How SEDA produced estimates of student performance that are comparable across places, grades, and years.

A simplified description of the SEDA methodology is provided here; for more detail, see the SEDA Technical Documentation.

Background

Federal law requires all states to test all students in grades 3-8 each year in math and ELA (commonly called “accountability” testing). It also requires that states make the aggregated results of those tests public.

All states report test results for schools and school districts to the Department of Education’s National Center for Education Statistics (NCES), which houses this data in the EDFacts database. There are two versions of this data: a public version, available on their website, and a restricted version, available by request. For security, the public data are censored. That is, data for small places or small subgroups are not reported to ensure the privacy of the students. In contrast, the restricted files contain all data, regardless of the number of students within the school/district or subgroup.

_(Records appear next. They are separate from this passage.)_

PR #61, opened 2021-05-07
Add splitComponentsFloor and splitComponentsCeil

### LINKED ISSUE #48: Composite buffer API
We also need a way to release a section of a composite buffer. This need and the current shortcomings of the current file upload API are described here netty/netty#8655. See https://github.com/micronaut-projects/micronaut-core/blob/2.4.x/http-server-netty/src/main/java/io/micronaut/http/server/netty/HttpDataReference.java#L221-L243

Basically the composite buffer API currently has methods to retrieve and release individual buffers within the composite. We need this functionality to support streaming file uploads.

chrisvest:
These methods make it possible to accurately split composite buffers at component boundaries, either by rounding the offset down or up to the nearest component boundary, respectively.

Composite buffers already support the split method, but it is hard for client code to predict precisely where component boundaries are placed inside composite buffers.
When split is used with an offset that does not land exactly on a component boundary, then the internal component that the offset lands on will also be split.
This may make it harder to precisely reason about memory life cycles and reuse.

This fixes #48

### DIFF
--- a/src/main/java/io/netty/buffer/api/Buffer.java
+++ b/src/main/java/io/netty/buffer/api/Buffer.java
@@ -607,7 +607,8 @@ public interface Buffer extends Rc<Buffer>, BufferAccessors {
      * See the <a href="#slice-split">Slice vs. Split</a> section for details on the difference between slice
      * and split.
      *
-     * @return A new buffer with independent and exclusive ownership over the read and readable bytes from this buffer.
+     * @return A new buffer with independent and exclusive ownership over the bytes from the beginning to the given
+     * offset of this buffer.
      */
     Buffer split(int splitOffset);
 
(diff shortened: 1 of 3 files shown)


chrisvest:
@jameskleeh What do you think?

jameskleeh:
@chrisvest If a buffer is split in this way, how can the original component be removed from the original buffer?

chrisvest:
@jameskleeh Can you explain your question in more detail?

jameskleeh:
@chrisvest Sure - so the use case is an upload is made up of a composite buffer and the functionality we support is to read a chunk of the file at a time (a component in the buffer is a chunk in this case). So we associate a component in the buffer with an object the user has access to. When the user calls `chunk.getBytes()` for example, the buffer is converted to a byte[] and the component is removed from the upload. This immediately frees the memory so it allows for in memory upload of files of unlimited size. If the component is not removed from the buffer then the composite buffer can not be larger than I think 2GB due to the max size of an integer used within the implementation to store the offset and length.

chrisvest:
@jameskleeh The split methods do remove components from the buffer you called split on. The removed components are contained in the returned buffer. You can then convert that to a byte array, or get `ByteBuffer` views with `forEachReadable`.

chrisvest:
Merging this because I think the rest is mostly about how HTTP upload APIs are designed.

Challenges Working with Proficiency Data

While there is a substantial amount of data from every state available in EDFacts, there are four key challenges when using these data:

  1. States provide only “proficiency data”: the count of students at each of the proficiency levels (sometimes called “achievement levels” or “performance levels”). The levels represent different degrees of mastery of the subject-specific grade-level material. Levels are defined by score “thresholds,” which are set by experts in the field. Scoring above or below different thresholds determines placement in a specific proficiency level. Common levels include “below basic,” “basic,” “proficient,” and “advanced.” An example is shown below.

    Test Score Proficiency Level Description
    200-500 Below Basic Inadequate performance; minimal mastery
    501-600 Basic Marginal performance; partial mastery
    601-700 Proficient Satisfactory performance; adequate mastery
    701-800 Advanced Superior performance; complete mastery

    Scale of test scores relative to grade level expectations, proficiency cutoff at 600

  2. Most states use their own test and define “proficiency” in different ways, meaning that we cannot directly compare test results in one state to those in another. Proficient in one state/grade/year/subject is not comparable to proficient in another.

    Consider two states that use the same test, which is scored on a scale from 200 to 800 points. Each state sets its own threshold for proficiency at different scores.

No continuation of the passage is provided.